GB2312 Encoding for GB2312 Character Set

Unicode Tutorials - Herong's Tutorial Examples

∟GB2312 Encoding for GB2312 Character Set

This section provides a quick introduction of the GB2312 encoding for the GB2312 character set. GB2312 is a 2-byte (8 bits per bytes) encoding.

GB2312 encoding is the main encoding for the GB2312 character set. GB2312 encoding is based on native code values of GB2312 characters.

The native code value of each GB2312 character contains 2 bytes. The first byte is called the high byte, containing the row number plus 32; the second byte is called the low byte, containing the column number plus 32. For example, if a character is located at row 16 and column 1, its high byte will be 16 + 32 = 48 (0x30), and log byte will be 1 + 32 = 33 (0x21). Put them together, its native code value will be 0x3021.

I guess that the reason to add 32 on both the row number and the column number is for the byte value to not fall into the low value range, which is usually reserved to represent controlling commands in many computer systems.

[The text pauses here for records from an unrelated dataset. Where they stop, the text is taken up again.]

PR #772, opened 2017-06-26
(git) modernization and new parameter

### LINKED ISSUE #606: (git.installer) Add option to disable GCM
It seems to be possible to disable GCM on installation.

See: https://github.com/git-for-windows/build-extra/commit/8764c72d83cd05a709fcb21700e42081d226037b and https://github.com/git-for-windows/build-extra/commit/612999af6eeade875c0659c0cad1ea019a9b07d1

Therefore we should ad a parameter to disable GCM on installation to the `git.install` package.

### LINKED ISSUE #608: (git-disable-gcm) GCM is reenabled after Git update
See https://chocolatey.org/packages/git-disable-gcm#comment-3171152490.

Git installer will use the settings set from the previous installation during update. As the `git-disable-gcm`package currently sets `--system` configuration, the setting will be overwritten on the next update of the `git.install` package.

One option would be to set the setting on a `--global` level, but this would not work in scenarios where Git is used by different users than who has run the installation.

There is also another configuration place in Git for Windows under `%ProgramData%,` see [here](https://github.com/git-for-windows/git/commit/c56a3fe8dd61db332db0d2e4f65814ee2eb5112e#diff-3cae93989ea2a52edcbd6d90803b0c6eR252), but needs to be checked if `--system` or `%ProgramData%` takes precedence.

majkinetor:
Closes #606 
Closes #608

### DIFF
--- a/automatic/git.install/README.md
+++ b/automatic/git.install/README.md
@@ -1,0 +1,21 @@
+# [<img src="" height="48" width="48" /> git.install](https://chocolatey.org/packages/git.install)
+
+Git for Windows focuses on offering a lightweight, native set of tools that bring the full feature set of the Git SCM to Windows while providing appropriate user interfaces for experienced Git users and novices alike.
+
+## Features
+
+* **Git BASH**: Git for Windows provides a BASH emulation used to run Git from the command line. *NIX users should feel right at home, as the BASH emulation behaves just like the "git" command in LINUX and UNIX environments.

However, byte values of GB2312 native codes are not directly used as GB2312 encoding byte sequences, because they are still colliding with ASCII encoding types. To resolve this problem, a value of 128 is added to both bytes of native codes. For example, if a character is located at row 16 and column 1, its native code will be 0x3021, and its modified code will be 0xB0A1.

These modified codes are adopted as the GB2312 encoding, which can be safely mixed together with the ASCII encoding.

GB2312 encoding is also called EUC-CN (Extended Unix Code for China).

GB2312 character set has another encoding called HZ, which maps each GB2312 character to 2 7-bit bytes uses ~{...~} to separate GB2312 characters from ASCII characters.